Two studies focused on different educational aspects of SDM. One study examined expert opinions on developing EPAs, which are known to be effective educational tools [1]. The study also looked at behavioral indicators for SDM at the national level for all postgraduate medical specialty programs [1]. Another study explored the needs of family medicine residents for SDM training, including knowledge and skills, practice, reflection and feedback, longitudinal and integrated training, and awareness [24].
Each educational program included in this scoping review consisted of two main components: medical conditions related to SDM and SDM concepts [20-23]. Although the educational programs were effective in improving overall SDM competencies, several SDM domains related to knowledge, skills, and attitudes should be emphasized in the training. Diouf et al. [39] reviewed potential training strategies for SDM that presented a wide range of effectiveness, from 0 (self-appraisal learning) to 60% (peer-to-peer group learning). A Cochrane review analyzed interventions to increase the use of SDM by healthcare professionals [40]. Educational interventions (e.g., educational meetings, educational materials, and educational outreach visits) had uncertain effects on the use of SDM [40].
All the included studies were conducted in only two high-income countries (Canada and the Netherlands). This is an important consideration when applying the findings of the present study. Each country has a different context in terms of family medicine residency training, clinical situations, patient characteristics, health systems, and cultural backgrounds. SDM cannot be separated from these factors. Therefore, SDM training in family medicine residency should be adjusted and designed based on context-specific considerations.
The results of this scoping review and previous systematic reviews support further research on SDM programs. Studies on SDM training in family medicine residency are scarce. Future educational programs should focus on the needs of family medicine residents in the context of training and clinical practice. Evidence-based theories and methods should be considered when developing and implementing new educational programs for SDM that are dynamic and responsive to residents’ needs. Knowledge of common medical conditions related to SDM should be introduced to family medicine residents. Training in SDM concepts may need to focus on higher levels (i.e., level 3: behavior and level 4: results) of training outcomes, according to the Kirkpatrick model [41].
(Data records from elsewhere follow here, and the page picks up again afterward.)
PR #15002, opened 2024-06-07
[Workers AI] Update from API with schemas!

craigsdennis:
Update from new API that includes the JSON input and output schemas


content/workers-ai/models/bart-large-cnn.md
```diff
@@ -8,8 +8,7 @@ model:
     id: "6f4e65d8-da0f-40d2-9aa4-db582a5a04fd"
     name: "Summarization"
     description: "Summarization is the task of producing a shorter version of a document while preserving its important information. Some models can extract text from the original input, while other models can generate entirely new text."
-  tags:
-    - "summarization"
+  tags: []
```
craigsdennis, line 11: For reviewers. This is here temporarily as we phase out tags. It is in the API as a patch, and we will lean into that. This will eventually disappear when it does in the API.

content/workers-ai/models/meta-llama-3-8b-instruct.md
```diff
@@ -1,28 +1,20 @@
...
     description: "Family of generative text models, such as large language models (LLM), that can be adapted for a variety of natural language tasks."
   tags: []
-  properties:
-    - property_id: "beta"
-      value: "true"
-    - property_id: "info"
-      value: "https://llama.meta.com"
-    - property_id: "terms"
-      value: "https://llama.meta.com/llama3/license/#"
+  properties: []
```
craigsdennis: My concern here is that this is an alias and it doesn't have properties. Maybe there shouldn't be a model entry?

content/workers-ai/models/mistral-7b-instruct-v0.1-vllm.md
```diff
@@ -0,0 +1,28 @@
+---
+model:
```
mchenco: this model should not be in docs, we just can't have it experimental as its serving traffic (we basically made the -vllm serve traffic for the original -v0.1, which was triton based

craigsdennis: This is how it will behave docs gen wise, let's get this out so it's not tribal knowledge. If there is a new property we introduce I can filter, otherwise...Also in the API, dash and wrangler.

kodster28 (approved):

content/workers-ai/models/mistral-7b-instruct-v0.1-vllm.md
kodster28: Yeah, if we're committing to auto-gen, then we can't half-way it.

If it's set up that way in the API, then it'll appear in the docs and will be an ENG problem.

content/workers-ai/models/detr-resnet-50.md
```diff
@@ -1,25 +1,24 @@
 ---
 model:
-  id: "cc34ce52-3059-415f-9a48-12aa919d37ee"
+  id: "6ade40e1-1646-4013-8da0-95abb3360e33"
   source: 1
-  name: "@cf/facebook/detr-resnet-50"
-  description: "DEtection TRansformer (DETR) model trained end-to-end on COCO 2017 object detection (118k annotated images)."
+  name: "@cf/meta/detr-resnet-50"
```
craigsdennis: @mchenco making sure this is correct. (Looks like we have a new model with the potentially same name? ID is different than what was there)

craigsdennis: Got this fixed, there was a dupe!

This scoping review had several strengths. To increase the yield of search results, the review included studies that focused on family medicine residents and other participants. Studies with any design were included to fully appreciate the breadth of the literature. This study has two major limitations. First, all the included studies were conducted in Canada and the Netherlands. This may limit the generalizability of the results. Second, various outcome measurements were identified in the small number of included studies. Therefore, the results of this scoping review may not represent clear patterns and common methods used for SDM training in family medicine residency.
CONCLUSION
This scoping review highlights the characteristics of SDM training among family medicine residents. Based on a few studies, existing SDM training programs reflect positive outcomes in improving residents’ knowledge, skills, and willingness to engage in SDM in clinical practice. Standardized tools, such as EPAs and behavioral indicators for SDM in family medicine residency are needed to better quantify educational outcomes. The design and implementation of SDM training programs should be based on the needs and contexts of family medicine residents. Future studies should explore the effects of SDM training on clinical practice and patient care.
Notes
CONFLICT OF INTEREST
No potential conflict of interest relevant to this article was reported.